What happened yesterday was this: Both parties attacked each other. The L.A. Times piece made this very clear. The N.Y. Times piece, though it did quote a couple Dems criticizing the GOP, essentially downplayed it. It's important to understand that these were editorial choices. The L.A. Times' choice was closer to the whole truth.
Look, this is admittedly a very small example. But it's indicative of a larger media failing: The frequent depiction of Republicans on offense, and of the Dems on defense; that is, of Republicans winning and Dems on their heels. Yes, it's true that the GOP is showing newfound unity on Iraq, while the Dems are offering different approaches. But look: the Republicans are only unified in the sense that none of them is offering any plan. They're unified in their lack of any ideas about what to do. What's more, if you read The Times's other piece today dissecting GOP strategy, you can see that Republicans all but admit they're pursuing the current “embrace Iraq” game plan not because they necessarily know it's a winner, but because they really have no other choice.

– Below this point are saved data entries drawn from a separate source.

PR #808, opened 2026-07-13
Overview: DBC cleanup series

andlaus:
This PR is the full series of changes which I have planned for the DBC refactoring. Since it is huge and features many unreleated changes, this pull request is not intended to be merged, but to provide a sneak peek into what's to come for the smaller pull requests that are intended for review...

PR #810, opened 2026-07-16
`dbc.py`: rename a few functions and variables to reduce the mental load

andlaus:
In particular, nested functions like `get_name()` depended on the function which they were nested within. This confused me endlessly because stuff like `get_attributes()` in `load_signals()` did something quite different from `get_attributes()` in `load_messages()` a few dozen lines below...

### DIFF
--- a/src/cantools/database/can/formats/dbc.py
+++ b/src/cantools/database/can/formats/dbc.py
@@ -24,7 +24,6 @@ from textparser import (
 )
 
 from cantools.database.can.internal_database import InternalDatabase
-from cantools.typechecking import Comments
 
 from ...conversion import BaseConversion
 from ...namedsignalvalue import NamedSignalValue
@@ -463,19 +462,17 @@ def get_dbc_name(name: str) -> str:
     return name
 
 
-def _get_node_name(attributes, name):
-    try:
-        return attributes['node'][name]['SystemNodeLongSymbol'].value
-    except (KeyError, TypeError):
-        return name
+def _get_node_long_name(attributes, node_short_name):
+    attrib = attributes.get('node', {}).get(node_short_name, {}).get('SystemNodeLongSymbol')
+    if attrib is not None:
+        return str(attrib.value)
+    return node_short_name
 
-
-def _get_environment_variable_name(attributes, name):
-    try:
-        return attributes['envvar'][name]['SystemEnvVarLongSymbol'].value
-    except (KeyError, TypeError):
-        return name
-
+def _get_envvar_long_name(attributes, envvar_short_name):
+    attrib = attributes.get('envvar', {}).get(envvar_short_name, {}).get('SystemEnvVarLongSymbol')
+    if attrib is not None:
+        return str(attrib.value)
+    return envvar_short_name
 
 def _dump_version(database: InternalDatabase) -> str:
     return '' if database.version is None else database.version
@@ -1113,8 +1110,8 @@ def _load_comments(tokens):
             node_name = item[1]
             comments[node_name] = item[2]
         elif kind == 'EV_':
-            environment_variable_name = item[1]
-            comments[environment_variable_name] = item[2]
+            envvar_name = item[1]
+            comments[envvar_name] = item[2]
 
     return comments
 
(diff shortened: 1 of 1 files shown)


src/cantools/database/can/formats/dbc.py
```diff
@@ -463,19 +462,17 @@ def get_dbc_name(name: str) -> str:
...
-    except (KeyError, TypeError):
-        return name
-
-
-def _get_environment_variable_name(attributes, name):
-    try:
-        return attributes['envvar'][name]['SystemEnvVarLongSymbol'].value
-    except (KeyError, TypeError):
-        return name
+def _get_node_long_name(attributes, node_short_name):
```
ilanbiala, line 466: Typing?

src/cantools/database/can/formats/dbc.py
```diff
@@ -1449,27 +1447,27 @@ def _load_signals(tokens,
     except KeyError:
         pass
 
-    def get_attributes(frame_id_dbc, signal):
+    def get_signal_attributes(frame_id_dbc, signal_name):
```
ilanbiala, line 1451: Repeated function above should be extracted and both can be deleted from within function scope.

src/cantools/database/can/formats/dbc.py
```diff
@@ -1449,27 +1447,27 @@ def _load_signals(tokens,
...
         """
 
         try:
-            return comments[frame_id_dbc]['signal'][signal]
+            return comments[frame_id_dbc]['signal'][signal_name]
         except KeyError:
             return None
 
-    def get_choices(frame_id_dbc, signal):
+    def get_signal_choices(frame_id_dbc, signal):
```
ilanbiala, line 1471: These function renames would be more useful when paired with refactors outside of these local scopes and into a reusable class. All of these nested functions are what really increases mental load.

ilanbiala: And lack of typing - reading, maintaining, and building on top of code that operates on dynamic, unstructured and untyped data is another big challenge.

src/cantools/database/can/formats/dbc.py
```diff
@@ -1657,23 +1655,23 @@ def get_attributes(frame_id_dbc: int) -> typing.Any:
         except KeyError:
             return None
 
-    def get_comment(frame_id_dbc: int) -> str | Comments | None:
+    def get_message_comment(frame_id_dbc):
```
ilanbiala: Why delete the type annotation in this PR? That's not the PR scope, and there isn't any code here that fixes it so this is going to result in churn.

src/cantools/database/can/formats/dbc.py
```diff
@@ -2140,8 +2138,8 @@ def dump_string(database: InternalDatabase,
                           sig_mux_values='\r\n'.join(sig_mux_values))
 
 
-def get_definitions_dict(definitions: typing.Any, defaults: typing.Any) -> OrderedDict[str, AttributeDefinitionType]:
```
ilanbiala, line 2143: Again, why remove..?

src/cantools/database/can/formats/dbc.py
andlaus: this will be done in a later PR of the DBC refactoring series ([sneak peek](https://github.com/cantools/cantools/pull/808)). The problem with the full batch is that is way too large to be reasonably reviewable, so I decided to split it into small batches.

src/cantools/database/can/formats/dbc.py
andlaus: I basically agree, but the point of this PR is to make the code more readable whilst introducing as few "drive by fixes" as possible to keep it reviewable...

src/cantools/database/can/formats/dbc.py
andlaus: Again, I agree that nested functions are to be avoided in all but exceptional cases (the current DBC code takes them *way* too far). This kind of refactoring ought to be much easier once the current DBC refactoring is done, though...

src/cantools/database/can/formats/dbc.py
andlaus: for whatever reason mypy started complaining ("returning Any from a typed function"). I agree that it should be kept, though. [fixed](6014f9700464a559f5e50ea92a409c8008500077), thanks for the catch.

src/cantools/database/can/formats/dbc.py
andlaus: same as above: new mypy complaints. (also fixed)

src/cantools/database/can/formats/dbc.py
andlaus: (also, be aware that `get_signal_attributes()` is subtly different from `get_message_attributes()`. this was a big part of my original confusion: reading message parsing code, it is all too easy to end up looking at the function for signal parsing.)

andlaus:
@ilanbiala, @zariiii9003: any objections to merging this?

src/cantools/database/can/formats/dbc.py
andlaus: an issue which complicates unifying the two nested `get_signal_attributes()` inner functions is that they use the `attributes` dictionary argument of the outer function.

zariiii9003 (approved):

The reality is this: Republicans have a massive albatross around their neck that's getting heavier every day. It's not an option to throw off the albatross -- that is, initiate a big pullout -- because doing so would be an admission of failure. So their only option is to put some phony swagger in their step, act as if they're confident that they have a winner on their hands, and hope for two things. First, that Dems blink. And second, that reporters and commentators will be taken for suckers, that members of the media will portray the GOP's political hand as the stronger one and allow the Republicans' feigned brashness to distract them from the reality that the GOP simply can't come up with a way out of the mess it's created.
The Dems haven't blinked -- yet. As for whether members of the media are willing to be snookered by the GOP's ruse, the early returns are trickling in, and they're anything but encouraging.
The media's strange insistence that Iraq and related issues are political winners for Republicans, despite all evidence to the contrary, has serious consequences. It not only has the potential to become a self-fulfilling prophesy, influencing elections, but also skews the terms of the debate over Iraq. An incomplete and highly inaccurate public understanding of the threat posed by Iraq -- for which the media bear a great deal of responsibility -- is why we are in this mess in the first place. Now we risk continuing an unpopular and deadly occupation for several more years, in no small part because of the media's failure to present an accurate and complete picture of the situation in Iraq, and of the public's attitudes toward it.
Jamison Foser is Executive Vice President at Media Matters for America.